Dans une ville glaciale capitale du bout du monde
Dans une ville glaciale capitale du bout du monde, Hakha et ses huit degrés Celsius en ce mois de janvier, Hakha et son plateau de terre roussie et chauve, Hakha et ses bâtiments en planches aux couleurs de bateaux, Hakha et son air de ville du Nord sous le tropique du Cancer, son air de ville portuaire à 2000 mètres d’altitude, au soir tombé on s’enfonce dans la cale d’un restaurant-bar, on s’installe dans une pièce sans fenêtres au plancher grinçant. Avec notre bouteille de bière Myanmar on nous apporte une soupe épicée, très poivrée, qui réchauffe l’intérieur et donne encore plus soif. À la table d’à côté des hommes à moitié endormis avalent des verres de rhum, fument des cheeroots, tandis que les jeunes serveuses se cachent derrière les embrasures, pouffent d’excitation à la seule vue d'un farang.

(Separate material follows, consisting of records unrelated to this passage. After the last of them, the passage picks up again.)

PR #912, opened 2022-01-18
updated OPA docs, removing rawJSON references

lsviben:
updated OPA docs, mostly removing rawJSON references


imharshita (approved):
/lgtm

PR #915, opened 2022-01-18
Improve search behaviour

serg:


themes/hugo-theme-learn/static/js/search.js
```diff
@@ -1,89 +1,128 @@
...
+  var getSearchOptions = function(searchResultsBox) {
+    var searchFirstRun = true;
 
-function endsWith(str, suffix) {
-  return str.indexOf(suffix, str.length - suffix.length) !== -1;
-}
+    var options = {
+      searchClient: algoliasearch(
+        'Q03DAQELCN',
+        'f8b7a0497068023efe046671dd40ec62'
```
xmudrii, line 8: What is this? If this is an API key, should we really put it publicly in the source code?

serg: This is public key for using search API

xmudrii (approved):
/lgtm
/approve

PR #927, opened 2022-01-26
Add deprecation notice to dynamic kubelet configuration

embik:
Dynamic kubelet configuration is deprecated upstream. This adds a note to the documentation and removes the note saying the feature is in beta.

I'm also adding it to 2.19 documentation so users are aware of it and this isn't hidden away in `master` only.


ahmedwaleedmalik (approved):
/lgtm
/approve

PR #934, opened 2022-02-01
Simplify docs creation for releases

### LINKED ISSUE #929: Reduce manual effort when preparing docs for a release
Reduce/eliminate manual effort for:
- Copy content from `/master` to `/vN.NN`
- Update all references within `/vN.NN`
- Update `data/products.yaml` to add new release in the right place
- Update supported versions of KKP components

dermorz:
Closes #929 

Any remarks are welcome. :)

### DIFF
--- a/hack/prepare-release.sh
+++ b/hack/prepare-release.sh
@@ -76,7 +76,7 @@ KUBERMATIC_DIR=${KUBERMATIC_DIR:-"../kubermatic"}
 if [[ $PRODUCT == 'kubermatic' ]]
 then
   tmpfile=$(mktemp)
-  head -13 content/kubermatic/master/architecture/support_policy/KKP_components_versioning/_index.en.md > $tmpfile
+  sed '/^|.*KKP/Q' content/kubermatic/master/architecture/support_policy/KKP_components_versioning/_index.en.md > $tmpfile
   version_table >> $tmpfile
   mv $tmpfile content/kubermatic/master/architecture/support_policy/KKP_components_versioning/_index.en.md
 
--- a/hack/prepare-release.sh
+++ b/hack/prepare-release.sh
@@ -14,10 +14,11 @@ usage() {
   echo "Flags:"
   echo "  -p    Product selection. One of 'kubermatic', 'kubeone', 'kubecarrier'. (env: PRODUCT)"
   echo "  -v    Version of the upcoming release. (env: VERSION)"
+  echo "  -k    Location of kubermatic/kubermatic working copy. (env: KUBERMATIC_DIR, default: '../kubermatic')"
   echo "  -h    Print this help."
   echo
   echo "Product and Version can be passed by flag or environment variable. The flag has the higher weight."
-  echo "For the component version update the code of kkp needs to be located at ../kubermatic."
+  echo "For the component version update the code of KKP either needs to be located at ../kubermatic or an alternative location needs to be set (see -k)."
 }
 
 line() {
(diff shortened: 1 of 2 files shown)


hack/prepare-release.sh
```diff
@@ -0,0 +1,95 @@
...
+  (usage; exit 1)
+
+[[ $PRODUCT =~ ^(kubermatic|kubeone|kubecarrier)$ ]] ||
+  (usage; exit 1)
+
+# Update component versions and copy static images only when preparing docs for KKP release
+if [[ $PRODUCT == 'kubermatic' ]]
+then
+  tmpfile=$(mktemp)
+  head -13 content/kubermatic/master/architecture/support_policy/KKP_components_versioning/_index.en.md > $tmpfile
```
SimonTheLeg, line 72: I think this is quite brittle for two reasons:
1. It copies over the date timestamp from the previous document. This results in all future documents having the same timestamp
2. It is highly dependent that the content stays within 13 lines. So if someone were to add a line in the file, it would not work correctly anymore. Additionally the script would not break, but just produce a wrong document. This is quite dangerous as someone could easily miss it, if that person does not manually check the file every time. 

To solve this I could think of three possible solutions:

### A) Use sed to anchor on a piece of text

Either this could be binding to the table on the "| KKP Components" somehow. Or you could add a line "compatibility matrix" above the table and bind to this. Anyways the idea is basically to anchor to a piece of text and copy anything above it. The advantage is that this either works when the number of lines change or will fail if the anchoring text has changed.

And then to solve the date timestamp, you can just use a shell function to insert it.


### B) Create a gohugo archetype

In this solution you would add a "Components Versioning" archetype, and then let gohugo create your new file. Basically the archetype would contain the 12 lines. And then you simply create the new file using the `hugo new` command.

In this case, the timestamp would automatically be created by hugo.

This solution of course then has hugo as a dependency for the script.


### C) Hybrid between the two

If you don't want to use hugo, I think both ideas could also be combined. Basically create a markdown file with the 12 lines to be used as a template. And then just use a bash utility to generate the timestamp.




If you choose B) or C), please also add a markdown commend in the final doc that indicates that it is auto-generated.

SimonTheLeg (changes requested):

hack/prepare-release.sh
dermorz: Good points, I agree this hardcoded approach will break if the upper part of the page changes. I will change it to a more dynamic approach.

---

Regarding the document creation timestamp: This holds true for all the content that is copied over. If I change this here, I actually have to set it on every single markdown document I am copying over from `master` to `<version>`. As far as I have checked docs of previous releases, this has not been done before. I can introduce it everywhere, but is it really worth it? It would also only affect the metadata of the docs for new releases.

hack/prepare-release.sh
```diff
@@ -0,0 +1,95 @@
...
+}
+
+line() {
+  printf "| %-30s | %-30s |\n" "$1" "$2"
+}
+
+version_table() {
+  line "KKP Component" "Version"
+  line "---" "---"
+  for comp in $(find ../kubermatic/charts -name 'Chart.yaml' -printf '%h\n')
```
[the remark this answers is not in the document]
dermorz: Good hint about MacOS `find`. I will change it to trim the suffix (filename) as I did with the prefix (relative path) using bashparameter expansions and temp vars.

I also thought about adding a parameter to optionally set the location of a `kubermatic/kubermatic` working copy using the current value as default. Your comment emphasises that I should have done that, so I will add it. :+1:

On roule notre sommeil sous une montagne de couverture, puis au matin on marche dans la rue affairée. Les industries lourdes occupent le centre de la ville : poches de sable, poches de gravier, poches de ciment; ateliers de mécanique, riz et farine en gros, trucks sales en train d’être chargés ou déchargés devant les commerces. Sur la colline, derrière les rangées de maisons multicolores, une grande traînée de poussière se lève, qui indique la route.
On pénètre dans le Hakha Town Café et on commande un double espresso. On n’en a pas bu la moitié que la jeune fille du café, qui parle l’anglais dans cette ville aux confins, vient nous voir et nous demande :
– Can I talk to you before you leave?
– Sure. What do you want to talk about?
– It’s my secret, elle répond mignonnement.
Au moment de partir, on la relance :
– So, what did you want to tell me?
– I want to see you again.
Et on se dit qu’il faut avoir du cran, quand même, pour accoster le farang dans ces montagnes.